OpenAI Is Developing a Text-to-Model Platform That Can Generate 3D Images in Mere Seconds

Shap-E could be a game-changer for industries including interior design and architecture.

OpenAI. Photo: Rafael Henrique/SOPA Images/LightRocket via Getty Images.

Having already disrupted art-making with DALL-E and writing with ChatGPT, OpenAI remains intent on putting its mark on the 3D modeling space.

In a recent paper from OpenAI, researchers Heewoo Jun and Alex Nichol outlined the development of Shap-E, a text-to-3D model that radically simplifies the means of generating 3D assets. It has the potential to upend the status quo in a range of industries including architecture, interior design, and gaming.

Shap-E

Selection of 3D samples generated by Shap-E. Photo: OpenAI.

Though still in the early stages of research and development, Shap-E will allow users to type in a text prompt that creates a 3D model, ones that can potentially be printed. Examples the researchers posted images of included “a traffic cone,” “a chair that looks like a tree,” and “an airplane that looks like a banana.”

At present, producing 3D models requires considerable expertise in industry-specific software programs, such as 3ds Max, Autodesk Maya, and Blender.

An airplane that looks like a banana. Gif: OpenAI

“We present Shap-E, a conditional generative model for 3D assets,” Jun and Nichol wrote in the paper Shap-E: Generating Conditional 3D Implicit Functions. “When trained on a large dataset of paired 3D and text data, our resulting models are capable of generating complex and diverse 3D assets in a matter of seconds.”

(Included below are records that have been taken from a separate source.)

PR #2534, opened 2022-02-22
TEST: Remove unnecessary `main` method definition in tests

jhlegarreta:
Remove unnecessary `main` method definition in tests: `pytest` collects
any method having the `test` prefix, so for all practical purposes the
`main` method was being disregarded.

### DIFF
--- a/dipy/align/tests/test_crosscorr.py
+++ b/dipy/align/tests/test_crosscorr.py
@@ -212,10 +212,3 @@ def test_compute_cc_steps_3d():
         expected[:, :, -radius::, ...] = 0
         actual, energy = cc.compute_cc_backward_step_3d(gradG, factors, radius)
         assert_array_almost_equal(actual, expected)
-
-
-if __name__ == '__main__':
-    test_cc_factors_2d()
-    test_cc_factors_3d()
-    test_compute_cc_steps_2d()
-    test_compute_cc_steps_3d()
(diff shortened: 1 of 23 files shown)


skoudoro:
Not sure about this one. It is quite useful for everyday debugging and does not disturb `pytest`. This is a bit the goal of `if __name__==_main__`. I understand the code cleaning part here, however, to me, it hurts more than it helps.

jhlegarreta:
> Not sure about this one. It is quite useful for everyday debugging and does not disturb pytest. This is a bit the goal of if __name__==_main__. I understand the code cleaning part here, however, to me, it hurts more than it helps.

I do agree that they might be useful to only execute some method while debugging, but think if a few maintainers would change those lines while debugging a given feature and committed the change. Even if this is not a frequent case, it adds an unnecessary change, some other maintainer might request to revert that change, would trigger another round of checks, delays, etc. So additional noise and maintenance burden.

It looks impractical for all purposes and views. I find it misleading to have them, especially for newcomers, and inconsistent, as we find them only for some tests, and calling only some tests (note that having them all is not the solution). In this case, "less is more": less code to maintain, so ease of maintenance.

Removing this also means sticking to standard `pytest` practice. Finally, I'd dare to say that none of the Python scientific computing packages defines `main` methods in their tests (unless I am not aware of some `pytest` paradigm).

skoudoro:
Fair enough, you get a point. you got me with this sentence:

>  Even if this is not a frequent case, it adds an unnecessary change, some other maintainer might request to revert that change, would trigger another round of checks, delays, etc. So additional noise and maintenance burden.

merging. thank you @jhlegarreta

PR #2374, opened 2021-04-22
ROIs visualizer

guaje:
This PR adds a feature to visualize **binary** ROI images as contours in horizon. The new parameters needed to use this feature are:

- `--roi_images` (boolean, optional): Enables the representation of binary images as contours.
- `--roi_colors` (rgb color, optional): Color applied to the contours. The default color is red (1, 0, 0).

Here are some examples using this new parameters:

| dipy_horizon --roi_images non-binary.nii.gz binary1.nii.gz binary2.nii.gz | dipy_horizon --roi_colors 0 0 1 --roi_images non-binary.nii.gz binary1.nii.gz binary2.nii.gz |
|---|---|
|Issue1|Issue2|

Additionally, the parameter `--random_colors` has been modified to provide random colors to the ROIs without altering its original functionality. The new values supported by this param are `tracts` and `rois` for the tractograms and the ROIs respectively.

Here are some examples showing the change:

| dipy_horizon --cluster --random_colors --roi_images non-binary.nii.gz binary1.nii.gz binary2.nii.gz *.trk | dipy_horizon --cluster --random_colors tracts --roi_images non-binary.nii.gz binary1.nii.gz binary2.nii.gz *.trk | dipy_horizon --cluster --random_colors rois --roi_images non-binary.nii.gz binary1.nii.gz binary2.nii.gz *.trk |
|---|---|---|
|Issue1|Issue2|Issue2|

PR #2536, opened 2022-02-24
Random colors fix in horizon

### LINKED ISSUE #2429: random_colors flag in dipy_horizon does not work as before
## Description
When trying to use  `--random_colors` flag in `dipy_horizon` to visualize two bundles I get the following error:

image

I saw that the usage of this argument was extended in #2374. In fact, if I use `--random_colors tracts` it works well so not sure if this is a bug or something expected.

guaje:
This PR fixes #2429 and restores the `--random_colors` functionality introduced in #2374.

Additionally, a new test is included for cases when optional strings have different configurations.


guaje:
@drombas I think this PR might be of your interest and it would be nice if you could test it and review it.

drombas:
Hi @guaje, I tested it with several bundles/masks and worked perfectly. Thanks!

skoudoro (approved):
LGTM ! Thanks @guaje for adding all these tests. it is really convenient. Merging!

PR #3127, opened 2024-03-15
Feature/viz interface tutorials

maharshi-gor:
Basic flow of the CLI tutorial shows a dipy_horizon using rgb image but it requires --rgb option. Thus, the tutorial needed an update


skoudoro:
Thank you for this fix @maharshi-gor , merging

Shape-E is OpenAI’s second foray into 3D modelling and follows Point-E, the release of which in late 2022 coincided with ChatGPT, which monopolized media and consumer attention. Another reason for Point-E’s somewhat lackluster launch was the haphazard results it produced. While Shap-E’s renderings are yet to reach the quality of industry competitors, its speed is alarming with the open-source software requiring 13 seconds to produce an image from a text prompt.

Shap-E

Comparison of Point-E and Shap-E images. Photo: OpenAI.

In addition to speed, Shap-E’s renderings have softer edges, clearer shadows, are less pixilated than its predecessor, and don’t rely on a reference image. The researchers said it “reaches comparable or better sample qualities despite modeling a higher dimension.”

At present, OpenAI continue to work on Shap-E with researchers noting that the rough results can be smoothed out using other 3D generative programs, though further finessing may require OpenAI working with larger, labeled 3D datasets. For now, 3D model enthusiasts can access files and instructions on Shap-E’s GitHub open-source page.